• **Directions for this task**: Report every line of the entries that contains the word "edit".

• **Information**:
>>

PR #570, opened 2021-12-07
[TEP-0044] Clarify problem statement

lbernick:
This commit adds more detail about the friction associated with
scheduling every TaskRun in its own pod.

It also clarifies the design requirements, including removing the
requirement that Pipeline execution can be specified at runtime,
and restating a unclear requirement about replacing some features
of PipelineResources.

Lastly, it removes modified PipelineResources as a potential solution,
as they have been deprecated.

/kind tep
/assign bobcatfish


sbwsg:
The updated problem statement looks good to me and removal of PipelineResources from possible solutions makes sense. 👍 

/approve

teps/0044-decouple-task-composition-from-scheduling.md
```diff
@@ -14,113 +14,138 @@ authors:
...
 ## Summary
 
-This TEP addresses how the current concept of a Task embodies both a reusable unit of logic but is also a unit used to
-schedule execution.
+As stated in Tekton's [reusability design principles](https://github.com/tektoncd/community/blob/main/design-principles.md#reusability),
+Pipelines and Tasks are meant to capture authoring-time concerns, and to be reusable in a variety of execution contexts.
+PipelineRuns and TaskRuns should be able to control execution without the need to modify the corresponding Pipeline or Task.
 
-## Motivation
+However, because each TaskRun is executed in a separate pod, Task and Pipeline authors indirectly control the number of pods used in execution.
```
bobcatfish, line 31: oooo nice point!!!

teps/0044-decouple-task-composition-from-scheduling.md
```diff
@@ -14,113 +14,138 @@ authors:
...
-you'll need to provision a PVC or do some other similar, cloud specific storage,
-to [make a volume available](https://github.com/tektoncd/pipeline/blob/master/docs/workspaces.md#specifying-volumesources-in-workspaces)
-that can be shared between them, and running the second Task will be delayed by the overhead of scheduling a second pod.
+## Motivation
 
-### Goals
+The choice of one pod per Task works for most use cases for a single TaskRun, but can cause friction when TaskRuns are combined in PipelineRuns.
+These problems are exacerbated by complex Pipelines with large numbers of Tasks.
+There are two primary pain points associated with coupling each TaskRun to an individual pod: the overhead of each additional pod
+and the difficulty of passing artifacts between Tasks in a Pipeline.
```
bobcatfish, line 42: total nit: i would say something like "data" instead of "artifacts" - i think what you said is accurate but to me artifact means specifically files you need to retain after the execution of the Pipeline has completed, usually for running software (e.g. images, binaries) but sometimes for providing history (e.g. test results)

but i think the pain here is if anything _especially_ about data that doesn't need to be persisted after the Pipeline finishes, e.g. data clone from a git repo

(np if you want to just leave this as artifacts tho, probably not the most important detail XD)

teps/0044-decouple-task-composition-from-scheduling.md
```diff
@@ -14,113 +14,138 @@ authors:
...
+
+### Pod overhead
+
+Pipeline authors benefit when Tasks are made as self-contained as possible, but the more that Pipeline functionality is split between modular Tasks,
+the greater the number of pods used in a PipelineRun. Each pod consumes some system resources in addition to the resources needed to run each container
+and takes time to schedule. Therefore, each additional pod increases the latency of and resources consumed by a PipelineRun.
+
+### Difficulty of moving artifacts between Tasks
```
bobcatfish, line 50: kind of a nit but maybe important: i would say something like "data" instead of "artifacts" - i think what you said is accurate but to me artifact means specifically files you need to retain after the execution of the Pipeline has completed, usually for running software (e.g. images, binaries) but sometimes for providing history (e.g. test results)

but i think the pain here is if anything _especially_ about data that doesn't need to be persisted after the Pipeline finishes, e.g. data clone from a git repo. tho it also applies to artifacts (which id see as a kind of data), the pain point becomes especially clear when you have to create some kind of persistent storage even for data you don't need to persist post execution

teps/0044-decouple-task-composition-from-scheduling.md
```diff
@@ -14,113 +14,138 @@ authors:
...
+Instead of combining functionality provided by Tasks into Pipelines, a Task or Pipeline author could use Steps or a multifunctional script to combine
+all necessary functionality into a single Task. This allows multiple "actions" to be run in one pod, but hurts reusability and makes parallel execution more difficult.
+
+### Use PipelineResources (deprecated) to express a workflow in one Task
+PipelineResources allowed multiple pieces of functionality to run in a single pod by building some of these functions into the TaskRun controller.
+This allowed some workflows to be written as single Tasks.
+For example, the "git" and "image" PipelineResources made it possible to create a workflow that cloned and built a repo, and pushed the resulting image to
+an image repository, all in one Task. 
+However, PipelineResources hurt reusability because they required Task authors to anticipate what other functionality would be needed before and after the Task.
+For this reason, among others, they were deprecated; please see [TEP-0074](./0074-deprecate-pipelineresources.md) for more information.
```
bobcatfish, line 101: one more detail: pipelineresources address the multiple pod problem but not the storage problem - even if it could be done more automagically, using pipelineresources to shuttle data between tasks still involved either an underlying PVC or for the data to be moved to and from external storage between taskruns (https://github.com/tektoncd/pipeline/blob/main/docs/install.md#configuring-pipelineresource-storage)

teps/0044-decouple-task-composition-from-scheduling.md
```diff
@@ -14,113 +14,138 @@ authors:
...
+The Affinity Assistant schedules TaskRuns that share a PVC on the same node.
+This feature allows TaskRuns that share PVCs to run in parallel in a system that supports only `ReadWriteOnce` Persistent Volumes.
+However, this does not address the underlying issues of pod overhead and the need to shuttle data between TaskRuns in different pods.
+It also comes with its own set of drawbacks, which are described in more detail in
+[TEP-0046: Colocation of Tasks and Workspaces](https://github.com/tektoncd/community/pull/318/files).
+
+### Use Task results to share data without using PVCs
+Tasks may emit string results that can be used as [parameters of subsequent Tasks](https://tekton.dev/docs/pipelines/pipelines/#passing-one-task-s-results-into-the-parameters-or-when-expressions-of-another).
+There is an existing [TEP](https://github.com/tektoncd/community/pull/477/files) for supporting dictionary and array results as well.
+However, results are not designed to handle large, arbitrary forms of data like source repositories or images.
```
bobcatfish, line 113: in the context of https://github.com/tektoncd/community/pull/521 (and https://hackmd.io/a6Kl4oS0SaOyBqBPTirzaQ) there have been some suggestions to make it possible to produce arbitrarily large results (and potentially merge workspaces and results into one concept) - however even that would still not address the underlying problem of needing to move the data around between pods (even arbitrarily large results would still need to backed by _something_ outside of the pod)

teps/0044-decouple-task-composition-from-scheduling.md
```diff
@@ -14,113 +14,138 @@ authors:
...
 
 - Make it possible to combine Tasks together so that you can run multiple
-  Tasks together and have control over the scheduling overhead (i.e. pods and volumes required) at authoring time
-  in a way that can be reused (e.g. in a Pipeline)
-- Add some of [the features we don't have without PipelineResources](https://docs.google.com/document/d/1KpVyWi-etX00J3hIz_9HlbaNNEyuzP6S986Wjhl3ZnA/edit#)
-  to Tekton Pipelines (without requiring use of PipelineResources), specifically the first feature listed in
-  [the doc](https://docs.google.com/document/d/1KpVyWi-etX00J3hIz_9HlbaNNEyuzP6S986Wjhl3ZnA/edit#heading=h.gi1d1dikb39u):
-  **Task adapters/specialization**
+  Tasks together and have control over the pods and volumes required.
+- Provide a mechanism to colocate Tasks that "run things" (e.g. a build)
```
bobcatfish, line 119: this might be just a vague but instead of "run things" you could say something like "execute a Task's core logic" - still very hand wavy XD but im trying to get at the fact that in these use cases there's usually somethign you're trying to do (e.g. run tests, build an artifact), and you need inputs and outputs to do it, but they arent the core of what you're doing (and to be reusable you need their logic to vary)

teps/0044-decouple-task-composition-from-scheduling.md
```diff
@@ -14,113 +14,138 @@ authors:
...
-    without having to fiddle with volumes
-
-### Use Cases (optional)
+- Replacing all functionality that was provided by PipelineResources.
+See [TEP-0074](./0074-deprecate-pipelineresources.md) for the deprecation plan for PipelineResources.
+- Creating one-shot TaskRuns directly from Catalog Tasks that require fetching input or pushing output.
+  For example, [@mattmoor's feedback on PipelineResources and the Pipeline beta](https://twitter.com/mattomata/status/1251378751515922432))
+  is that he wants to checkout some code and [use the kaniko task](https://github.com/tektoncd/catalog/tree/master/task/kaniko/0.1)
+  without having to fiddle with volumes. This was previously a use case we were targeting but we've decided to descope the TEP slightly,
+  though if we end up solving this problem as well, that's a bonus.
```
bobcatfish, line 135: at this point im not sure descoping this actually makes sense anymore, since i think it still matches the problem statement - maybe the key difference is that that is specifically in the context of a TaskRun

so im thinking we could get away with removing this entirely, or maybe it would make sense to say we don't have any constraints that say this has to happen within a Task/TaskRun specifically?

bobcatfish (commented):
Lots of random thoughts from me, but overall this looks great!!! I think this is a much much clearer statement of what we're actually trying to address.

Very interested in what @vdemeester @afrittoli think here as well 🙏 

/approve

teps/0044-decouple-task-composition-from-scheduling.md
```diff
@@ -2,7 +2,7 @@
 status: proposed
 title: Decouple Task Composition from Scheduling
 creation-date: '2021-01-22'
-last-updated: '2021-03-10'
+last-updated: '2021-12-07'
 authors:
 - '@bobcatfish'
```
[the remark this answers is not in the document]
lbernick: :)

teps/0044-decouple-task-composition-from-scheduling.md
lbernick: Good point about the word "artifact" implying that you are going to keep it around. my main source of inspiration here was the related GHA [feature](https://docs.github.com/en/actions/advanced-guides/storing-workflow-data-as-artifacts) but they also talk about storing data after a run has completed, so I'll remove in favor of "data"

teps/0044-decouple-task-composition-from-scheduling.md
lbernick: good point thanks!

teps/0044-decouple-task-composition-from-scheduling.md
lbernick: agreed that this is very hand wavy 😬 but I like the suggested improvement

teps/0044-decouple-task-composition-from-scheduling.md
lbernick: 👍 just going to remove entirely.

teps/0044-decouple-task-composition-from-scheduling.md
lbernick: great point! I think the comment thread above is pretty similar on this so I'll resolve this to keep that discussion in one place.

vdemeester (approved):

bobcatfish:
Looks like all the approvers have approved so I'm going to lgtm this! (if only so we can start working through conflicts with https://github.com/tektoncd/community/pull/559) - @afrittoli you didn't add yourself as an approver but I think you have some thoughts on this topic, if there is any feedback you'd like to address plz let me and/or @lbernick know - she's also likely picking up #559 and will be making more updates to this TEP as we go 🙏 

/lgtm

<<

• **Exercise answer**:
-- Add some of [the features we don't have without PipelineResources](https://docs.google.com/document/d/1KpVyWi-etX00J3hIz_9HlbaNNEyuzP6S986Wjhl3ZnA/edit#)
-  [the doc](https://docs.google.com/document/d/1KpVyWi-etX00J3hIz_9HlbaNNEyuzP6S986Wjhl3ZnA/edit#heading=h.gi1d1dikb39u):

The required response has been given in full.